Hetero-association of the anthracycline drug, daunomycin (DAU), with typical mutagens, the acridine dyes proflavine (PF) and acridine orange (AO), has been studied by 500 MHz 1H NMR spectroscopy as a function of concentration and temperature in 0.1 mol dm−3 phosphate buffered aqueous solutions at pD = 7.1. The results have been analysed in terms of a statistical-thermodynamical model of hetero-association of aromatic molecules, described previously [Davies, D. B., Veselkov, D. A., and Veselkov, A. N., 1999, Molec. Phys., 97, 439], but generalized in this work, so that there is no limitation on the magnitudes of the self-association constants of the interacting molecules. Expressions suitable for the analysis of NMR parameters of both components in the mixed solution have been developed enabling both the structural and thermodynamic properties of hetero-association to be determined.
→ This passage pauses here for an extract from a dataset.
PR #231, opened 2020-06-18
Update security ratings for well-known projects (0.9.0)

### LINKED ISSUE #225: Make data providers more confident
The `HasSecurityTeam` provider returns an unknown value if a list of known security teams doesn't have the project. It affects the confidence of the rating value. Let's update the provider to set the feature to False if no security team found.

The magnitude of the equilibrium constant for hetero-association of PF + DAU is found to be substantially higher than the self-association constants of these molecules, whereas that for hetero-association of AO + DAU is intermediate between the equilibrium constants of self-association of AO and DAU. Intermolecular cross-peaks observed in 2D-ROESY spectra of PF + DAU mixed solutions are consistent with formation of a hetero-association complex in which an intermolecular hydrogen bond can form between either of the 3,6-diamino groups of the PF chromophore and the 9-MeCO group of DAU, which is in contrast to AO + DAU hetero-association, where such hydrogen bonds are unable to form. Quantitative structural and thermodynamical analysis of PF + DAU complexation is consistent with an intermolecular hydrogen bond contributing to the stability of the hetero-complex in aqueous solution. The NMR results show that hydrophobic interactions play a substantial role in the stabilization of the AO-DAU complex, characterized by a relatively small entropy change on complexation, compared to the PF-DAU hetero-complex, which is mainly stabilized by hydrogen bond and dispersive van der Waals interactions.